A Friend Renounced Their Christianity…What Do I Do?

Earlier this week a friend sent me a message on Facebook sharing that a friend of their family (a closeted gay man) had posted to Facebook earlier that day renouncing his faith in Christianity.

In the process of his renunciation, he clearly stated he was returning hate for hate toward Christians. After a few choice outraged words, he declared he was leaving the faith/church for a community that truly loves others of any kind. It is evident he has been hurt by religion and outraged.

First and foremost, that is his story to tell, and life to live, not mine to second guess from afar. That said, he isn’t the one who contacted me, so the following are thoughts I wanted to share with my friend gleaned from times in life when I was in her position watching friends renounce their faith. Plus, the situation is very similar to the much larger number of people I knew or know (LGBT+ and beyond) who may not renounce their faith but are livid with the church and reject culturally conditioned religion.

Now, to the issue at hand… what do I do when a friend renounces their Christianity?

Prevent Projecting Personal Issues (The Heart Check)

I think it is helpful to take a quick personal inventory of emotions. What feelings manifested when hearing about the friend’s renunciation? Afterward? Did these feelings change or intensify after having time to think about it? Many times, in this type of situation, it is tempting for Christ followers experiencing strong emotions to jump right in with unasked for advice, correction, or reminders. I think it is better to hear the person out, and then affirm them with love and an acknowledgment that we have genuinely heard them. Then, whether it is an acquaintance or loved one, it is a good time to reaffirm the commitment we have to them as appropriate to the relationship. Follow that with meditation, prayer, and search for inner peace before offering an in-depth response (if asked for and/or appropriate.)

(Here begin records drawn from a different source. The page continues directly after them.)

PR #3411, opened 2021-06-04
Basic windows agent that will join a cluster without CNI.

phillipsj:
#### Proposed Changes ####

This adds support for just a basic windows agent that can join a cluster.

#### Types of Changes ####

These are all new features to support windows.

#### Verification ####

A windows k3s agent can be started that joins an existing k3s cluster.

#### Linked Issues ####

This is in support of adding Windows support: #3419
Also: rancher/windows#52


pkg/agent/run_linux.go
```diff
@@ -0,0 +1,41 @@
...
+		switch {
+		case cfg.Docker:
+			cre = dockershimSock
+		default:
+			cre = containerdSock
+		}
+	}
+
+	agentConfDir := filepath.Join(cfg.DataDir, "agent", "etc")
+	if _, err := os.Stat(agentConfDir); os.IsNotExist(err) {
```
nickgerace, line 33: Do we ignore other errors here?

pkg/daemons/agent/agent_windows.go
```diff
@@ -2,5 +2,171 @@
...
+func waitForManagementIp(networkName string) string {
+	for range time.Tick(time.Second * 5) {
+		network, err := hcsshim.GetHNSEndpointByName(networkName)
+		if err != nil {
+			logrus.WithError(err).Warning("can't find %s, retrying", networkName)
+			continue
+		}
+		return network.IPAddress.String()
+	}
+	return ""
```
nickgerace, line 171: When is this case encountered?

pkg/agent/run_linux.go
phillipsj: This matches the behavior of the existing Linux function.

pkg/daemons/agent/agent_windows.go
phillipsj: This is used for determining the source vip for kube proxy only on Windows.

pkg/agent/config/config.go
```diff
@@ -461,8 +461,7 @@ func get(ctx context.Context, envInfo *cmds.Agent, proxy proxy.Proxy) (*config.N
 	if !envInfo.Debug {
 		nodeConfig.Containerd.Log = filepath.Join(envInfo.DataDir, "agent", "containerd", "containerd.log")
 	}
-	nodeConfig.Containerd.State = "/run/k3s/containerd"
-	nodeConfig.Containerd.Address = filepath.Join(nodeConfig.Containerd.State, "containerd.sock")
+	getContainerdStateAndAddress(nodeConfig)
```
brandond, line 464: Are we getting it? It looks like we're setting it on the passed in nodeConfig, if you call the method getX I expect X to be returned.

pkg/agent/containerd/config_windows.go
```diff
@@ -4,13 +4,86 @@ package containerd
...
 func setupContainerdConfig(ctx context.Context, cfg *config.Node) error {
-	// TODO: Create windows config setup.
-	return nil
+	privRegistries, err := registries.GetPrivateRegistries(cfg.AgentConfig.PrivateRegistry)
+	if err != nil {
+		return err
+	}
+
+	if cfg.SELinux {
+		logrus.Warn("SELinux isn't supported on windows")
```
brandond, line 38: What happens if we try to turn it on in the containerd config template? Does it blow up?

pkg/agent/containerd/config_windows.go
```diff
@@ -4,13 +4,86 @@ package containerd
...
+	if err != nil {
+		return err
+	}
+
+	return util2.WriteFile(cfg.Containerd.Config, parsedTemplate)
+}
+
+// criConnection connects to a CRI socket at the given path.
+func CriConnection(ctx context.Context, address string) (*grpc.ClientConn, error) {
+	addr, dialer, err := util.GetAddressAndDialer("npipe:////./pipe/containerd-containerd")
```
brandond, line 69: So we're just ignoring the address parameter on windows, despite `nodeConfig.Containerd.Address` having the platform-specific value? The code appears to be otherwise identical; rather than making it platform-specific with a hardcoded value can we keep this method platform-agnostic but handle addresses with a `npipe://` prefix properly?

pkg/agent/run_windows.go
```diff
@@ -0,0 +1,43 @@
...
+	}
+	agentConfDir := filepath.Join(cfg.DataDir, "agent", "etc")
+	if _, err := os.Stat(agentConfDir); os.IsNotExist(err) {
+		if err := os.MkdirAll(agentConfDir, 0700); err != nil {
+			return err
+		}
+	}
+
+	crp := "runtime-endpoint: " + cre + "\n"
+	return ioutil.WriteFile(agentConfDir+"/crictl.yaml", []byte(crp), 0600)
```
brandond, line 42: no path building by string concatenation!

```suggestion
	return ioutil.WriteFile(filepath.Join(agentConfDir, "crictl.yaml"), []byte(crp), 0600)
```

pkg/agent/templates/templates_windows.go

Allowing time to process and search our own heart can help center/anchor us in what may feel like a volatile situation. It enables us to remove any potential spiritual ear-muffs and hear the other person clearly.

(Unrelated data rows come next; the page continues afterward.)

PR #3422, opened 2021-06-08
Fix storing bootstrap data with empty token string

galal-hussein:

Fix saving bootstrap data with empty token

#### Types of Changes ####

BugFix

Issues:
https://github.com/k3s-io/k3s/issues/3435
https://github.com/rancherlabs/rancher-security/issues/501

### DIFF
--- a/pkg/clientaccess/token.go
+++ b/pkg/clientaccess/token.go
@@ -56,7 +56,7 @@ func (info *Info) String() string {
 // ParseAndValidateToken parses a token, downloads and validates the server's CA bundle,
 // and validates it according to the caHash from the token if set.
 func ParseAndValidateToken(server string, token string) (*Info, error) {
-	info, err := ParseToken(token)
+	info, err := parseToken(token)
 	if err != nil {
 		return nil, err
 	}
@@ -71,7 +71,7 @@ func ParseAndValidateToken(server string, token string) (*Info, error) {
 // ParseAndValidateToken parses a token with user override, downloads and
 // validates the server's CA bundle, and validates it according to the caHash from the token if set.
 func ParseAndValidateTokenForUser(server string, token string, username string) (*Info, error) {
-	info, err := ParseToken(token)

Emotions inform and empower. Emotions help make our car run, but it is the mind that’s behind the wheel. Emotions can compel us to think through the issues. However, if they are imposing a context on the situation without any humbling and critical thought, it usually leads to unfair and incorrect judgment.

Keeping our heart clear by stewarding our emotions (not being run over by them) makes room for love and compassion to exponentially increase.

Empathetic Listening Often Turns Knowledge Into Wisdom (The Mind Check)

Would you agree with me that in today’s world, truly listening to someone is a lost skill? That many will only listen long enough to find the loophole; only listen for the opportune time to insert an opposing talking point, or just completely zone out until there is an opportunity to change the subject to something they are comfortable with?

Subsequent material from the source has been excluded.